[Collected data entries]
=== Begin Enclosure ===

PR #344, opened 2018-01-23
submodules considered harmful

goodfeli:


goodfeli:
@catherio can you review?

npapernot:
Thanks @catherio for linking to the medium article, very useful read. Submodules don't seem to be like a good idea for us, and an example importing the target repository would be a better option.

catherio:
LGTM!

Issue #361, opened 2018-02-11
cannot initialize an attack class with callable function


michaelzhou0723:
Take `FastGradientMethod` as an example, its `__init__` method checks and wraps any callable function with `CallableModelWrapper`. However it's done after `super(FastGradientMethod, self).__init__(model, back, sess)`, which raises an exception if the model argument is not an instance of `Model` class.

A simple modification would be exchanging their order of execution in every subclass of Attack.

catherio:
Thanks for the PR!

PR #364, opened 2018-02-13
fix the wrapping of callable function in attack initialization

michaelzhou0723:
**Issue:** [https://github.com/tensorflow/cleverhans/issues/361](https://github.com/tensorflow/cleverhans/issues/361)

**Proposed Fix:** If the model argument is not an instance of `model.Model`, first wrap it with `model.CallableModelWrapper` and then pass initialization to base class


goodfeli:
LGTM assuming tests pass

PR #369, opened 2018-03-02
Add SPSA gradient-free attack method

juesato:
The diff is pretty large, partly due to verbose tests, and partly because I originally wrote this using methods from another library. I've moved these helper methods into `attacks_tf`, the two main ones are `pgd_attack`, which uses a `while_loop` to optimize a loss function within the TF graph, and `UnrolledOptimizer`, which is analogous to standard Optimizers, but optimizes Tensors rather than Variables.


juesato:
This is ready to review.

I believe the TF 1.1 tests are failing at head (since even this dummy PR fails https://github.com/tensorflow/cleverhans/pull/370).

juesato:
Tests are now passing

PR #1043, opened 2019-04-25
fix corner cases

Jianbo-Lab:
Fix two corner cases:
1. Add clip after update to avoid accidental large step sizes in the initial steps.
2. Add assertion for the case where random initialization fails.

Use Sign of gradient for L-inf Boundary Attack++.


Jianbo-Lab:
As I git commit from a remote machine, it seems the Contributor License didn't recognize me. I will close the pull request and create a duplicate one.

PR #1053, opened 2019-05-11
Deepfool attack in PyTorch

iArunava:


iArunava:
@npapernot can you please check it once? I have tested it in my local, and the attack works flawlessly. Although, it doesn't yet work for batches of images.

cleverhans/future/torch/attacks/deepfool.py
```diff
@@ -0,0 +1,86 @@
...
+      The input tensor
+  net : nn.Module
+        The net.
+  eta : float
+        Eta as used in the paper.
+  tnc : int
+       The number of classes to consider.
+  miter : int
+          The maximum number of iterations.
+  mret : bool
```
iArunava: DeepFool also says that the total perturbation it causes to an image can be used to measure the robustness of the model, so I have allowed this extra parameter `mret` which if true (defaults to `False`) returns that metric along with the adversarial image.

cleverhans/future/torch/attacks/deepfool.py
```diff
@@ -0,0 +1,86 @@
...
+import numpy as np
+import copy
+
+from torch.autograd.gradcheck import zero_gradients as zgrad
+
+
+__all__ = ['deepfool']
+
+
+def deepfool(x, net:nn.Module, eta:float=0.02, tnc:int=10, miter:int=50,
```
npapernot: For the other attacks we thought about specifying types but then decided to remain pythonic and leave it to the user to decide whether they want to pass a float or a tensor containing `eta` for instance.

cleverhans/future/torch/attacks/deepfool.py
```diff
@@ -0,0 +1,86 @@
...
+
+
+def deepfool(x, net:nn.Module, eta:float=0.02, tnc:int=10, miter:int=50, 
+             mret=False):
+  """
+  Implementation of the DeepFool Attack.
+
+  Arguments
+  ---------
+  x : torch.Tensor
```
npapernot: Why are the comments split over multiple lines?

cleverhans/future/torch/attacks/deepfool.py
npapernot: Empirically measuring robustness in this way is not specific to deepfool so I think to remain consistent with other attacks, we'll only return the adversarial example and if users want to measure robustness in this way they can diff the original and adversarial inputs

npapernot:
The authors pointed out to me in private correspondence that their own implementation is in PyTorch, which I did not know. It makes sense to at least compare how the attacks perform on one or two datasets and perhaps to even follow their original implementation (with the appropriate credit in the docstring)

iArunava:
Hi! I am aware that the original implementation of DeepFool is in PyTorch (and in Matlab). I have referred to their implementation have checked that everything is according. About running on 2 datasets. I have checked it on MNIST it gets an accuracy of 1.2% on the test set of MNIST.
I will check it on ILSVRC 2012 (else CIFAR10 if Colab takes too much time) and let you know.

Also, the original implementation is not vectorized, it can't take batches of images. For MNIST on Lenet it takes 2hours on Colab. I have vectorized the entire implementation [here](https://github.com/iArunava/scratchai/blob/master/scratchai/attacks/attacks/deepfool.py) You may check it out. With the vectorized implementation it takes about 1-2 mins.

Also, I will go through your entire review and make relevant updates accordingly as soon as possible.

P.S. I have contacted Seyed myself and let him know about my implementation but haven't received feedback yet.

npapernot:
Thanks for the contribution @iArunava : did you get a chance to wrap up this PR?

iArunava:
Oh my, I am really sorry for the delay, I am caught up with a few projects. I will try to get this to shape as soon as possible. Thanks for understanding.

npapernot:
Ping @iArunava ?

jonasguan:
Closing this PR for now due to inactivity, since we're undergoing a major revamp. Happy to reopen if it's updated later.

PR #1054, opened 2019-05-13
train script to construct imperceptible adversarial examples

yaq007:
This is the code for ICML 2019 "Imperceptible, Robust and Targeted Adversarial Examples for Automatic Speech Recognition."


yaq007:
To whom it may concern,

I signed it. Please verify it.

Best,
Yao

PR #1058, opened 2019-06-01
change name, stepsize, default search, add author

Jianbo-Lab:
@npapernot Please merge the changes on the previous Boundary Attack++, resulting from changes and improvements in the preprint. The changes in the code are
1. Following suggestions from my collaborators, we decided to change the name of Boundary Attack++ to HopSkipJumpAttack. 
2. A new author, Martin J. Wainwright, is added to the paper.
3. Update the choice of stepsize based on a newly established theorem. 
4. Change default stepsize search to "geometric progression".


npapernot:
Thanks, this looks good. Could you add a deprecation warning of 6 months for the old attack name and have it call the new attack class so that the code is backwards compatible?

Jianbo-Lab:
I have added a new function named as BoundaryAttackPlusPlus, calling the class HopSkipJumpAttack with an extra warning. Does it meet the requirements?

PR #1076, opened 2019-06-27
make improvements to TF2 tutorial on MNIST and add tutorial on CIFAR10

npapernot:


npapernot:
Now also addressing #306

PR #1079, opened 2019-06-28
JAX PGD support

npapernot:
Works for L_inf and L_2


npapernot:
Closes #1019

cleverhans/future/jax/attacks/projected_gradient_descent.py
```diff
@@ -0,0 +1,80 @@
...
+  if clip_min is not None or clip_max is not None:
+    adv_x = np.clip(adv_x, a_min=clip_min, a_max=clip_max)
+
+  if y is None:
+    # Using model predictions as ground truth to avoid label leaking
+    x_labels = np.argmax(model_fn(x), 1)
+    y = one_hot(x_labels, 10)
+
+  i = 0
+  while i < nb_iter:
```
david-berthelot: Why not simply doing?
```
for i in range(nb_iter):
   ...
```

npapernot: Good catch!

Issue #1077, opened 2019-06-27
Rename ord argument to norm since ord is a reserved keyword for Python


david-berthelot:

michaelshiyu:
Can I take this issue if nobody else is working on it?

PR #1080, opened 2019-06-29
[MRG] Change ord to norm

michaelshiyu:
#1077


michaelshiyu:
Hi @npapernot, could you please review this PR? Many thanks.

npapernot:
My bad the title of the issue was ambiguous, could you only change the name of the argument for the 3 new languages supported in cleverhans v4? (jax eager and pytorch) 

We don't need to update the existing APIs that will get deprecated when we increment the version number to v4. Basically, the only files that need to be modified are those in the `future` folders. 

Let me know if you need more details!

michaelshiyu:
Gotcha! Thanks for the details, @npapernot! 

Just to make sure, the three new languages you mentioned are jax, tf2, and pytorch, right? Thanks.

npapernot:
Yes, all of their code should be in future folders

michaelshiyu:
> Yes, all of their code should be in future folders

Hi @npapernot, I fixed the PR accordingly. In addition, I did some refactoring and moved all future-related pytorch code into ```future```. Could you please take another look at this PR? Many thanks.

=== End Enclosure ===

- [Problem details]
Above are the records. Copy the lines beginning at the one that has "Add SPSA gradient-free attack method" and ending with the one that has "The diff is", unchanged.

- [Solution]
Add SPSA gradient-free attack method

juesato:
The diff is pretty large, partly due to verbose tests, and partly because I originally wrote this using methods from another library. I've moved these helper methods into `attacks_tf`, the two main ones are `pgd_attack`, which uses a `while_loop` to optimize a loss function within the TF graph, and `UnrolledOptimizer`, which is analogous to standard Optimizers, but optimizes Tensors rather than Variables.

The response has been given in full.